Q: What are some things businesses often overlook when developing a plan to protect their sensitive data? I agree about mobile devices. People generally don't think about the computing power typically available on a mobile device or the amount of data that can be compromised if such a device is lost, stolen or hacked. Because society tends to rely on mobile devices for convenience both personally and professionally, users often want to compromise security of these devices for convenience. Businesses should always make an assessment between the business risk and convenience of their users, but it is important that the choices about mobile device security be well considered and not driven by the latest features available in technology. Possibilities to consider are password protection, two-factor authentication, encryption, ability to remote wipe a device, and lost device locator options.

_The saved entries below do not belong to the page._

PR #512, opened 2022-03-01
fix(macOS): enable tab navigation on all elements, fixes #406

### LINKED ISSUE #406: Tab navigation not working in MacOS
**Describe the bug**
When navigating through the TAB button in a form, some elements are skipped:
- input radio
- input checkbox
- button

**Steps To Reproduce**
Clone the `snapshot/tabbing-behavior` branch from [repo](https://github.com/gigioSouza/consolidAcao/tree/snapshot/tabbing-behavior)

Install front-end dependencies with `npm install` and run the following commands in different terminal windows:
```
// runs the fron-end devServer
npm run dev

// runs the tauri app in dev mode
npm run tauri:dev
```

Follow this gif to setup the first steps which you'll just need to select a directory where you want the app to store your data, like sqlite database.
It will create a directory called `consolidAcao` in the directory you choose.
You may skip this step, first skip the gif.
tauri-tabindex-4

To skip the apps first steps, open the devtools in the console tab and run the following command in it:
```js
location.href = 'http://localhost:8080/home'
```

You'll be redirected to the following page
image

Now you'll only need to press the TAB button from your keyboard and check that the input radio, input checkbox and button will never get focused.
(I added a CSS to outline in red the focused element).

> All elements in this sample are using the atribute `tabindex` with a number greater than `0`

**Expected behavior**
Be able to interact with any form control using TAB navigation.

**Screenshots**
Tabbing in Tauri instance
tauri-tabindex-1

Tabbing in Brave Browser
tauri-tabindex-2

Tabbing in Safari, after [allowing tab navigation through System Preferences](https://stackoverflow.com/questions/1848390/safari-ignoring-tabindex)
tauri-tabindex-3

OS: Mac OS, version 11.5.0 X64
Rustc: 1.54.0
Node: v16.6.1

- [ ] Yes
- [x] No

**Additional context**
None

FabianLars:
I forgot the changefile as always, but i'll add it once i'm back and if someone can confirm that this actually works (it did work in my mac vm).

Furthermore we might want to solve this differently, like giving the user an option to choose if this should be enabled or not, because apparently the default shortcut for this is command+tab instead of tab :shrug: (i'd prefer to force this behavior for cross-platform consistency)

- [x] Bugfix
- [ ] Feature
- [ ] Docs
- [ ] New Binding issue #___
- [ ] Code style update
- [ ] Refactor
- [ ] Build-related changes
- [ ] Other, please describe:

- [ ] No

### Checklist

### DIFF
--- a/src/webview/wkwebview/mod.rs
+++ b/src/webview/wkwebview/mod.rs
@@ -261,6 +261,9 @@ impl InnerWebView {
         let _: id = msg_send![_preference, setValue:_yes forKey:dev];
       }
 
+      #[cfg(target_os("macos"))]
+      let _: () = msg_send![_preference, setValue:_yes forKey:NSString::new("tabFocusesLinks")];
+
       #[cfg(feature = "transparent")]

Q: What are some good components of an emergency plan as it pertains to cyber security and protecting/backing up data? While it is technically possible to have systems that provide completely redundant, realtime business continuity, that is not cost effective for most businesses, particularly small to medium size businesses. Each business needs to consider the aspect of their business that would be critical to continued business operations in the event of a data incident, a natural disaster, or similar occurrence that makes the primary systems unavailable for some reason. The key is to identify those critical items, find ways to ensure they are available in a reasonable time through a secondary source, and to prioritize other systems and determine how you would go about retrieving that functionality and/or which vendors will handle this function for you.

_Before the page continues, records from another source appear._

PR #514, opened 2022-03-02
Fix resizing issue custom titlebar example

JasperVanEsveld:
It was impossible to click and resize using the top edge of the window in the custom titlebar example
Instead the window would be dragged.
By moving the `drag-region` to the title element and using `grid` instead of `flex` this is fixed.
Given that people often start working from a certain example I think it could save people quite some debugging time.

- [ ] Bugfix
- [ ] Feature
- [x] Docs
- [ ] New Binding issue #___
- [ ] Code style update
- [ ] Refactor
- [ ] Build-related changes
- [ ] Other, please describe:

- [x] No

### Checklist

### DIFF
--- a/examples/custom_titlebar.rs
+++ b/examples/custom_titlebar.rs
@@ -27,8 +27,8 @@ fn main() -> wry::Result<()> {
 
   let url = r#"data:text/html,
         <body>
-          <div class='drag-region titlebar'>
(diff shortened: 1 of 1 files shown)


amrbashir (approved):
This is really awesome, thank you.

Q: What options are available to train employees about the importance of cyber security? You can prepare basic training on your own with a little time on the Internet. The FTC, NIST and the SBA as well as several other sources all provide good materials for educating yourself and your employees about the risks for small businesses. For larger companies that have the resources, there are vendors who will conduct cyber awareness, planning and/or incident response training as well as provide follow-up assessments and testing. This is one area where there is no shortage of information, and any additional knowledge you can give your employees about how to avoid breaches can have a direct impact on your chances of catching an intrusion before there is any damage, or limiting the damage once an intrusion has occurred. In either case, your cyber legal counsel can assist in identifying training materials or providers and can often even provide the training assistance.